Exercise requirements:
Starting with the line containing "## Checklist" and going on through the line containing "The fix is scoped", return the lines of the data below exactly, and only those.

Given records:
PR #3838, opened 2026-07-14
docs: tag deprecated API endpoints with the existing Legacy tag

lingala-composio:
## Summary

Deprecated REST endpoints now surface the existing `Legacy` badge in generated API-reference indexes, with endpoint-specific tooltip copy instead of the Sessions-specific default. The generator behavior is covered end to end for both v3 and v3.1, including rendered table output.

This branch also restores CI compatibility with the organization Actions policy: workflow tool versions still come from `mise.toml`, but installation uses the approved, SHA-pinned setup actions. Secret scanning pins the repaired organization reusable workflow from ComposioHQ/.github#13.

## Changes

- Read the OpenAPI `deprecated` flag and emit `legacy: true` only for deprecated operations.
- Render `LegacyBadge` on affected endpoint rows with accurate lifecycle tooltip copy.
- Regenerate the affected `files` and `connected-accounts` indexes for v3 and v3.1.
- Cover the real generator output, active-operation omission, badge count, and tooltip through a focused regression test.
- Replace disallowed transitive Actions dependencies while retaining `mise.toml` as the single tool-version source.

Endpoint detail pages continue to use `fumadocs-openapi`'s built-in deprecated marker. The indexed endpoints are `GET /files/list` and `POST /connected_accounts/{nanoid}/refresh`; internal operations remain filtered from the docs.

## Spec data

The committed OpenAPI snapshots lagged the live backend for `POST /connected_accounts/{nanoid}/refresh`. Both snapshots now carry its current summary, description, and `deprecated: true`; the next `fetch-openapi.mjs` run will preserve that state from the live spec.

## Validation

- `bun run test`: 25 passed, 0 failed.
- `bun run types:check`: passed.
- Focused ESLint and generated-index drift checks: clean.
- Composite-action and workflow YAML parsed successfully; extracted tool pins match `mise.toml`.


jkomyno:
> One thing worth addressing - badge tooltip is now inaccurate

Addressed in c318a4547: `LegacyBadge` now accepts context-specific tooltip text while preserving the Sessions-specific default for existing guide pages. Deprecated API rows pass an accurate lifecycle message.

I also added focused regression coverage that runs the real generator against v3.0 and v3.1 fixtures, verifies active operations omit `legacy`, and server-renders the endpoint table to assert exactly one Legacy badge.

jkomyno (approved):

jkomyno:
Thanks!

PR #3841, opened 2026-07-14
fix(py): make telemetry _setup() lazy init thread-safe

anxkhn:
The telemetry background worker is initialized lazily the first time an event is
pushed. `push_event` runs on the trace wrapper that `ResourceMeta` installs on
every public `Resource` method (`python/composio/core/models/base.py`), and the
SDK dispatches those methods from thread pools (for example the
`ThreadPoolExecutor` uses in `triggers.py` and `tool_router_session.py`, and
user code calling the SDK from its own threads/async).

`_setup()` in `python/composio/core/models/_telemetry.py` initialized the
module-level `_queue`/`_event`/`_thread` with an unguarded check-then-set:

```python
if _thread is None:
    _thread = tr.Thread(...)
    _thread.start()
    atexit.register(functools.partial(_teardown, ...))
```

On concurrent first use, N threads can each observe `_thread is None` before any
of them assigns it, so each starts its own daemon consumer thread and each
registers an `atexit` teardown. The result is an extra background thread that
leaks for the life of the process, and a shutdown path (up to a 2s poll plus a
3s join per handler) that runs multiple times at exit. There is a similar window
on `_queue`/`_event` where a producer could enqueue into a queue whose consumer
thread was never started, silently dropping telemetry events.

No issue is linked; this was found by reading the initialization path.

Fixes #

## Changes

- Add a module-level `_init_lock = tr.Lock()` and wrap the `_queue`/`_event`/
  `_thread` initialization in `_setup()` with `with _init_lock:` using
  double-checked locking, so exactly one queue/event/thread is created and a
  single `atexit` teardown is registered under concurrent first use.
- Keep a lock-free fast path: once `_thread` is set, `_setup()` returns without
  acquiring the lock, so the hot path (every traced SDK call after init) stays
  cheap. `_thread` is assigned last inside the lock, so any caller that sees
  `_thread is not None` also sees a fully constructed `_queue`/`_event`.
- Add `python/tests/test_telemetry.py`, a regression test that deterministically
  parks the first caller inside the init window and races 8 first-callers through
  it, asserting exactly one thread is created and one teardown is registered.

No public API change.

## Type of change
- [x] Bug fix
- [ ] New feature
- [ ] Refactor/Chore
- [ ] Documentation
- [ ] Breaking change

## How Has This Been Tested?

Run from `python/` in the repo virtualenv (Python 3.11):

- `uv run pytest tests/test_telemetry.py -q` -> passes on this branch.
- Reverting only `python/composio/core/models/_telemetry.py` to the pre-fix
  revision makes `test_concurrent_first_use_starts_single_thread` fail with
  `assert 8 == 1` (8 threads and 8 atexit registrations), which is exactly the
  race being fixed; restoring the file makes it pass again.
- `ruff --config config/ruff.toml check` and `ruff --config config/ruff.toml
  format --check` on both changed files: clean.
- `mypy --config-file config/mypy.ini` on both changed files: no issues.
- Broader offline unit subset (`test_imports`, `test_sdk`, schema/provider/core
  type suites) passes with no regressions. Network/API-key integration tests were
  not run; they are unrelated to this change.

N/A.

## Checklist
- [ ] I updated documentation as needed (no docs change; internal telemetry only)
- [ ] I added a changeset if this change affects published packages (Python-only,
      no published-package change, so no changeset)

## Additional context

The fix is scoped to `_setup()`; `_teardown`, `push_event`, and the thread loop
are unchanged. The lock only serializes the one-time initialization, not steady-
state event pushing (`queue.Queue` is already thread-safe).

### DIFF
--- a/python/composio/core/models/_telemetry.py
+++ b/python/composio/core/models/_telemetry.py
@@ -90,36 +90,46 @@ EventQueue: t.TypeAlias = q.Queue[Event]
 _queue: t.Optional[EventQueue] = None
 _event: t.Optional[tr.Event] = None
 _thread: t.Optional[tr.Thread] = None
+_init_lock = tr.Lock()
 
 
 def _setup():
     global _queue, _event, _thread
-    if _queue is None:
-        _queue = q.Queue[Event]()
+    # Fast path: once initialized, skip the lock entirely.
+    if _thread is not None:
+        return _queue, _event, _thread
 
-    if _event is None:
-        _event = tr.Event()
+    # `push_event` runs on the trace wrapper of every public Resource method, so
+    # the first call can race across threads (the SDK itself dispatches from a
+    # ThreadPoolExecutor). Guard the check-then-init so exactly one queue/event/
+    # thread is created and a single atexit teardown is registered.
+    with _init_lock:
+        if _queue is None:
+            _queue = q.Queue[Event]()
 
-    if _thread is None:
-        _thread = tr.Thread(
-            target=_thread_loop,
-            kwargs={
-                "queue": _queue,
-                "event": _event,
-            },
-            daemon=True,
-        )
-        _thread.start()
-        atexit.register(
-            functools.partial(
-                _teardown,
-                queue=_queue,
-                event=_event,
-                thread=_thread,
+        if _event is None:
+            _event = tr.Event()
+
+        if _thread is None:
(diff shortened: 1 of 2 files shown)


jkomyno:
Hi, sorry, but I really don't see the need for this PR.
Closing due to overengineering.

Answer box:
## Checklist
- [ ] I updated documentation as needed (no docs change; internal telemetry only)
- [ ] I added a changeset if this change affects published packages (Python-only,
      no published-package change, so no changeset)

## Additional context

The fix is scoped to `_setup()`; `_teardown`, `push_event`, and the thread loop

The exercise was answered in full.